The third beat is the browser. Doctolib, the syndic site, the consulate appointment monitor: each of them is currently a hardcoded Playwright script, copy-pasted intent and brittle selectors. I replace the pattern with one generic browser agent. Navigate, click, type, screenshot, evaluate. The LLM drives. One agent, many sites. The three domains migrate in three commits, three hardcoded scripts deleted in the same afternoon. The principle that comes out: explore agentic, build deterministic. The LLM is fantastic at finding the right button on a page it's never seen. It's overkill, and expensive, for the same flow you run twice a day. Use it to scout, then write down what it found.

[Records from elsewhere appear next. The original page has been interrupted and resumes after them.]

PR #2762, opened 2025-05-07
source-postgres: Add "create_replication_slot" feature flag

willdonnelly:
**Description:**

The `create_replication_slot` flag setting is the default behavior and amounts to doing what we were already doing, but by adding a feature flag we can allow users to specify `no_create_replication_slot` in order to disable any automatic replication slot management on our part.

In conjunction with this change, I've reworked the "does the slot exist" validation check so that it never attempts to create the slot. This part is a change I've been meaning to make for a while, as once we've verified that the capture user has the REPLICATION role and that the slot doesn't already exist in another database, there is no way we could fail to recreate it later on when the capture proper starts.

The reason this is preferable is that it significantly reduces the chances of several error conditions:
1. The user fiddles with the slot name setting after having already triggered validation. When this happens, they can end up with an unused slot which possibly eats up WAL retention without bound.
2. The user fiddles with the database name setting after having run validation once. When this happens, prerequisite validation will fail with a "slot exists in wrong database" error when really if we hadn't been so eager there would be no problems.
3. The user runs validation and the slot is created, but then they don't ever actually publish the capture. This is similar to (1) and results in the same basic failure pattern of an unused slot retaining a potentially unbounded amount of WAL.

Much nicer to avoid all that mess by not creating slots during the validation process in the first place.

The check itself still exists so that it can detect the "slot does exist but in the wrong logical database" condition and so that we can provide a useful error when `no_create_replication_slot` is set but the user actually didn't create it themselves, but we will only autocreate the slot as part of the actual capture.

**Workflow steps:**

Nothing should change by default.

Users can specify feature flag setting `no_create_replication_slot` to be guaranteed that we will never create the replication slot ourselves.

- - -
This change is [Reviewable](https://reviewable.io/reviews/estuary/connectors/2762)

### DIFF
--- a/source-postgres/.snapshots/TestCaptureAfterSlotDropped-capture2
+++ b/source-postgres/.snapshots/TestCaptureAfterSlotDropped-capture2
@@ -2,4 +2,8 @@
 # Final State Checkpoint
 # ================================
 {"bindingStateV1":{"test%2Fcaptureafterslotdropped_46115540":{"backfilled":2,"key_columns":["id"],"mode":"Active"}},"cursor":"0/1111111"}
+# ================================
+# Captures Terminated With Errors
+# ================================
+error creating replication stream: unable to start replication: ERROR: replication slot "flow_slot" does not exist (SQLSTATE 42704)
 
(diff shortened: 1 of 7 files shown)


willdonnelly:
One additional note: it might not be immediately obvious why it's okay to rely on the empty-cursor slot recreation logic to always trigger when the replication slot needs to be created initially, but the rationale is basically that we can never arrive at a non-empty resume cursor value until we've gone through that code path.

Alex-Bair (approved):
LGTM

PR #2763, opened 2025-05-07
source-firestore: Configurable backfill intervals

willdonnelly:
**Description:**

Adds a resource spec and advanced endpoint config setting for the minimum (re)backfill interval. If neither is set we will continue to apply the same "5m with a restart cursor and 24h otherwise" policy we always have, but if either is set we will use the specified interval instead. The resource level setting overrides the endpoint config, while the endpoint config allows users to set a default which will definitely be applied to any new bindings, so I think it's useful to have both.

I've tried to keep this PR limited to just adding that new setting, so it's worth noting that the current connector-restart behavior is absolutely terrible so I haven't even bothered updating it to account for the new customizable intervals. As just one concrete example, if change streaming happens to fail and then the connector restarts on its own before the forced-restart timeout fires, there will no longer be any sort of restart timeout and we just have to hope it restarts again after the backfill interval is reached.

I'm not bothering to fix that here because there is no simple fix for that issue, if/when we decide to tackle this we really just need to implement the ability to trigger new backfills without restarting the connector. This should be easier now than it used to be since we've removed some of the complications like needing to interrupt an ongoing backfill and managing a many-to-one binding to backfill state mapping, but it's still beyond the scope of this quick fix.

**Workflow steps:**

Nothing should change by default. Users may now customize the minimum re-backfill interval if they want it to be longer or shorter than our 24h default.

- - -
This change is [Reviewable](https://reviewable.io/reviews/estuary/connectors/2763)

### DIFF
--- a/source-firestore/.snapshots/TestSpec
+++ b/source-firestore/.snapshots/TestSpec
@@ -29,6 +29,11 @@
             "type": "boolean",
             "title": "Skip Automatic Discovery",
             "description": "When set the connector will skip automatic collection discovery. This generally only makes sense when the \"Extra Collections\" setting is used."
+          },
+          "min_backfill_interval": {
+            "type": "string",
+            "title": "Minimum Backfill Interval",
+            "description": "Controls how often a collection may be re-backfilled in the event of unrecoverable change stream failure. May be overridden by the per-resource setting."
           }
         },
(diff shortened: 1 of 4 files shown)


williamhbaker (approved):
LGTM

PR #2766, opened 2025-05-08
Fix/normalize column names

surister:
**Description:**
Some column names CrateDB does not allow, for example _id, since it's a system reserved column, because of this, any column that starts with underscore is not valid.

Fixes https://github.com/crate/cratedb-estuary/issues/13

- - -
This change is [Reviewable](https://reviewable.io/reviews/estuary/connectors/2766)


williamhbaker (approved):
LGTM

The browser work is also where the request_input tool finally lands cleanly. The Doctolib 2FA pattern from the first weekend has been evolving for weeks: ask the user mid-flow for a code, suspend, resume. As a generalist primitive it belongs to the browser agent first, but the shape generalizes. Any tool can pause, ask the human something, and continue with the answer. It's a small mechanism. It feels right, the way something does when it solves a class of problem you didn't quite know how to name.

The family vault

The fourth beat is the family vault. A permission-aware document store on object storage in Frankfurt, with family versus personal visibility and explicit visibleTo overrides per file. The architecture deliberately avoids derived roles: the answer to "who can see this" is the document's own metadata, not a graph traversal. Vision-based extraction lands the same day, then batch vision extraction with a personal-visibility default, then LLM-based fact generation from the extracted documents with calendar expiry reminders for the things that expire. A rule I write down from the cost analysis: scout with the LLM, build deterministic extractors, don't brute-force vision on every file. Same lesson as the browser. The LLM is the scout, not the worker.

The Notion migration runs on the same vault. Family Notion workspace pulled into the new store. Three commits of Deno import friction before I just inline the Notion client to dodge an AWS SDK barrel that doesn't want to play. Characteristic moment of the week: rewriting one bare import is cheaper than letting the LLM brute-force around it.

Self-reflection

The fifth beat is the one I've been waiting to build for a while. Anton starts critiquing his own performance. A nightly review reads the trace history from the last day, classifies failures by type, and files a GitHub issue per cluster. The issue carries a label that drives a state machine: needs-triage to ready-to-fix to fixed-locally to deployed. The review is only possible because of the full execution traces from a few weeks ago. Without the traces, Anton would be reviewing his own outputs. With them, he's reviewing what the LLM was actually thinking at each step, what tools it called, what came back. The reviewer's job becomes possible because the substrate is honest.

A handful of structural commits land in the same window and are worth a sentence each. The subAgents/delegates duality from chapter 5 finally collapses: agents become the single entry point, everything goes through the same delegate registry, the parent stops knowing about graph types or command dispatch and just routes to delegates. The Invoke tab grows a permission filter, so you only see agents the selected user can actually call. Prompt injection gets a real trust model with content markers and a risk audit trail. Directives land as standing instructions for agent behavior, with a note to prune them periodically before they bloat. Mistral Large lands in the LiteLLM router as a third reasoning option. The US consulate appointment monitor becomes a scheduled job: scan six months, observe what comes back, retune to four. Observe first, tune second, the same rule that's been quietly threading through the rest of the week.

By the end of the four days Anton can call other Antons over an authenticated mesh. Skills run sandboxed with the minimum permissions they need. Secrets live in one encrypted table and never touch a subprocess env. Any website with a form is a browser-agent target. Documents have visibility metadata and the vault knows who can see what. And every night Anton reads his own day, decides what went wrong, and files the work to fix it. The two-boundary model, agent and skill, is the spine that holds the rest of it up.